Retrospective cohort study to evaluate the impact of low maternal vitamin D on congenital and early postnatal transmission of CMV among HIV-infected, non-breastfeeding women and their HIV exposed but negative infants from an urban HIV clinic. Vitamin D panel was performed on stored maternal plasma obtained near time of delivery. Infant CMV testing at 0-6 months included urine and oral cultures, and/or serum polymerase chain reaction testing.

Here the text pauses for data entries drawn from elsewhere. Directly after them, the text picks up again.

PR #818, opened 2021-09-02
Use core from existing mask when setting processor affinity

### LINKED ISSUE #817: Segmentation fault when running inside a container
**Describe the bug**
I recently encountered a segmentation fault error when running tarpaulin (version 0.18.0) with multi-threaded tests inside an LXC container. This looked very similar to issue #190, as it appeared randomly. I realized that tarpaulin shows the following warning every time when starting a test:
```
WARN cargo_tarpaulin::process_handling::linux: Failed to set processor affinity EINVAL: Invalid argument
```
I tried to prevent any actual parallel execution by setting the processor affinity manually with `taskset -ac 0 cargo tarpaulin`, which also failed with the message `Invalid argument`.
Looking at the affinity mask of existing processes, it showed that all processes in this container were running with the mask `0xefb5420050` (containing 16 bits set to one for 16 cores). This might be caused by the fact that only some cores are forwarded inside the container.

Setting the mask to one or two of those cores made the segfault disappear (e.g. with `taskset -ac 4,6 cargo tarpaulin`). Setting it to three or more cores though made the problem reappear. 

Looking at the tarpaulin code at https://github.com/xd009642/tarpaulin/blob/develop/src/process_handling/linux.rs#L85 the warning and the issues might be fixable by checking an existing affinity mask and setting it to only one of those existing cores. I'll try this out today or tomorrow to see if it consistently solves the segfault issues.

Although I was wondering why this affinity setting is needed in the first place. It seems to me that tarpaulin only works correctly if no code is actually executed in parallel, enforced by the processor affinity. Is this an intended limitation or just a workaround for deeper issues?

**To Reproduce**
I used the following example to produce the segfaults. They happen at around 25% of the time. [lib.rs](https://github.com/xd009642/tarpaulin/files/7092164/lib.rs.txt)

kaenganxt:
As discussed in #817, this change sets the processor affinity to the lowest core id of the existing affinity mask. This will solve cases where the core id 0, which was previously used, is not available (e.g. in virtualized environments).
(fixes #817)

### DIFF
--- a/CHANGELOG.md
+++ b/CHANGELOG.md
@@ -11,6 +11,7 @@ file.
 - Now handles string values for rustflags in .cargo/config not just a list of values
 - INTERNAL If llvm coverage is enabled and test binary can't be loaded start with empty `TraceMap`
 - Config parse errors are logged
+- Setting the processor affinity now uses an existing core from the initial affinity mask instead of defaulting to the first one (see issue #817)
 
 ### Removed
 
--- a/src/process_handling/linux.rs
+++ b/src/process_handling/linux.rs
@@ -83,9 +83,19 @@ fn disable_aslr() -> nix::Result<i32> {
 }
 
 pub fn limit_affinity() -> nix::Result<()> {
-    let mut cpu_set = CpuSet::new();
-    cpu_set.set(0)?;
     let this = Pid::this();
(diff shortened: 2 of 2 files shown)


xd009642:
Just tested and recreated issue and proved this fixes it :+1:

PR #853, opened 2021-10-11
Unify the code for ImplItemMethod and ItemFn

teromene:
This PR unifies the code used to check coverage between `impl` methods and regular functions.
It aims at removing inconsistent behaviour such as this one:
```rust
struct Test {
    value1: usize,
    value2: usize,
    value3: usize,
}

impl Test {
    fn test_value() -> Option<Test> {
        println!("Hello world !");
        Some(Test {
            value1: 7,
            value2: 9,
            value3: 13,
        })
    }
}

fn test_value() -> Option<Test> {
    println!("Hello world !");
    Some(Test {
        value1: 7,
        value2: 9,
        value3: 13,
    })
}

#[test]
fn test() {
   let tv = Test::test_value().unwrap();
   assert_eq!(tv.value1, 7);

   let tv = test_value().unwrap();
   assert_eq!(tv.value1, 7);
}
```
leading to this coverage report:
image
With this PR, the extra fields in the method `Test::test_value` are properly ignored, as they are in the function.

This PR breaks the `source_analysis::tests::cover_generic_impl_methods` test: indeed, elements like
```rust
struct GenericStruct<T>(T);
impl<T> GenericStruct<T> {
    fn hw(&self) {
        println!("hello world");
    }
}
```
are no longer marked as coverable.
This behaviour however is coherent with existing behaviour of generics, and highlights an underlining bug:
The following code (note the empty line at the start) reports correctly that the code is not covered:
```rust

fn hw(data: String) {
        println!("hello world");
} 
```
image

but a generic version marks the code as not coverable (again, an empty line is required or the program behaves as expected) :
```rust

fn hw<T>(data: T) {     
        println!("hello world");
} 
```
image

### DIFF
--- a/src/source_analysis/items.rs
+++ b/src/source_analysis/items.rs
@@ -16,7 +16,7 @@ impl SourceAnalysis {
                     analysis.ignore_tokens(i);
                 }
                 Item::Mod(ref i) => self.visit_mod(&i, ctx),
-                Item::Fn(ref i) => self.visit_fn(&i, ctx),
+                Item::Fn(ref i) => self.visit_fn(&i, ctx, false),
                 Item::Struct(ref i) => {
                     let analysis = self.get_line_analysis(ctx.file.to_path_buf());
                     analysis.ignore_tokens(i);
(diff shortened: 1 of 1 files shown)


teromene:
I understand, but the behaviour is terribly inconsistent: Taking my example with the generic function `hw<T>(data: T)`, a single empty line before the declaration marks the function as not coverable.

xd009642:
Yeah we don't have windows support yet, it's mainly just there to prove it builds and I haven't added in anything platform specific without a cfg for when future windows support starts working.

I'll have a review of this after work :+1:

PR #870, opened 2021-11-04
Fixes #869

### LINKED ISSUE #869: Generating coverage xml of a library that has examples produces line-rate=NaN
**Describe the bug**
Running with arguments `--out Xml` on a library containing an examples folder produces a section in the cobertura.xml:
```
        <package name="examples" line-rate="NaN" branch-rate="0" complexity="0">
            <classes></classes>
        </package>
```
This causes the overall line-rate to be NaN too.

**Expected behavior**
Coverage for the examples should just be 0 if there are no tests.

xd009642:
Add guard for if there are no lines in a package

### DIFF
--- a/CHANGELOG.md
+++ b/CHANGELOG.md
@@ -8,6 +8,7 @@ file.
 - Support for `#[no_coverage]` to exclude expressions from coverage results
 
 ### Changed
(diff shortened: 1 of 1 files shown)


xd009642:
I'm a idiot who didn't commit my change...

PR #874, opened 2021-11-05
Fix the build on aarch64-unknown-linux-gnu

JohnTitor:
`Persona` and `INT` are cfg-gated thus the build on aarch64-unknown-linux-gnu fails. I think the functionality should also work on AArch64 so added `aarch64` to the `cfg`s.

### DIFF
--- a/src/process_handling/breakpoint.rs
+++ b/src/process_handling/breakpoint.rs
@@ -4,7 +4,7 @@ use nix::unistd::Pid;
 use nix::{Error, Result};
 use std::collections::HashMap;
 
-#[cfg(any(target_arch = "x86", target_arch = "x86_64"))]
+#[cfg(any(target_arch = "x86", target_arch = "x86_64", target_arch = "aarch64"))]
 const INT: u64 = 0xCC;
 
 /// Breakpoint construct used to monitor program execution. As tarpaulin is an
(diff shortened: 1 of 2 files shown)


src/process_handling/breakpoint.rs
```diff
@@ -4,7 +4,7 @@ use nix::unistd::Pid;
 use nix::{Error, Result};
 use std::collections::HashMap;
 
-#[cfg(any(target_arch = "x86", target_arch = "x86_64"))]
+#[cfg(any(target_arch = "x86", target_arch = "x86_64", target_arch = "aarch64"))]
```
xd009642, line 7: I was googling around to see what the equivalent instruction was in ARM to see if it's actually the same instruction and so far I've just got this on the LLDB mailing list: https://www.mail-archive.com/lldb-dev@lists.llvm.org/msg09058.html but it doesn't seem that they use the same opcode for software breakpoints...

xd009642:
Also have you tried this on aarch64? One requirement for adding a new architecture would be having it added to the CI so if you also do that as part of this PR

src/process_handling/breakpoint.rs
xd009642: Yeah you'll want to find the bytes for the `BKPT` instruction. Also, if it's longer than a byte the `Breakpoint` type needs to change to handle varying length instructions depending on arch

JohnTitor:
Ohhh, the problem is harder than I thought, I'm going to investigate further and close this for now. Thanks for pointing out!

xd009642:
No worries, I created an issue for this https://github.com/xd009642/tarpaulin/issues/876

PR #303, opened 2020-03-16
overrides: add {rpm-,}ostree for read-only /sysroot fixes

jlebon:
Fetch the newer ostree release and rpm-ostree rebuild which complete the
read-only sysroot enablement.


dustymabe (approved):
LGTM

PR #304, opened 2020-03-16
image.yaml: enable sysroot-ro

jlebon:
We want to use the new read-only `/sysroot` feature of libostree. Opt-in
to that to tell cosa we support it and want it.

For more details, see:
https://github.com/ostreedev/ostree/issues/1265
https://github.com/coreos/coreos-assembler/pull/1235

### DIFF
--- a/image.yaml
+++ b/image.yaml
@@ -13,6 +13,10 @@ extra-kargs:
 # Optional remote by which to prefix the deployed OSTree ref
 ostree-remote: fedora
 
+# We want read-only /sysroot to protect from unintentional damage.
+# https://github.com/ostreedev/ostree/issues/1265
+sysroot-readonly: true
+
 # After this, we plan to add support for the Ignition
 # storage/filesystems sections.  (Although one can do
 # that on boot as well)


dustymabe (approved):
LGTM - do you have a good idea of this breaking anything?

jlebon:
> LGTM - do you have a good idea of this breaking anything?

After https://github.com/coreos/fedora-coreos-config/pull/303, we're essentially already using it. This is more so that we don't go back to not use it once we make it opt-in in cosa (https://github.com/coreos/coreos-assembler/pull/1235).

I think most issues have been shaken out now. At least updates work, so any other remaining issues we should be able to fix in follow-ups if necessary.

jlebon:
Let's hold this until https://github.com/coreos/coreos-assembler/pull/1235 merges in case the field name changes there.

cgwalters:
Force pushed this to update to the new name from https://github.com/coreos/coreos-assembler/pull/1235

ashcrow:
> Let's hold this until [coreos/coreos-assembler#1235](https://github.com/coreos/coreos-assembler/pull/1235) merges in case the field name changes there.

Per https://github.com/coreos/coreos-assembler/pull/1235#issuecomment-630397247 it sounds like this needs to merge first.

ashcrow (approved):

ashcrow:
LGTM merging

Cohort included 340 mother-infant pairs (births 1991-2014). Among 38 infants (11%) with a CMV+ test between 0-6 months, 4.7% (14/300) had congenital CMV transmission (CMV+ test 0-3 weeks), and 7.6% (24/315) had peri/postnatal CMV (CMV+ test >3 weeks-6 months). Women with lower calcitriol (1,25-dihydroxyvitamin D), the active form of vitamin D, were more likely to have an infant with congenital (OR 12.2 [95% CI 1.61-92.2] P = 0.02) and peri/postnatal (OR 9.84 [95% CI 2.63-36.8] P = 0.0007) infections in multivariate analyses, independent of maternal HIV viral load and CD4 count.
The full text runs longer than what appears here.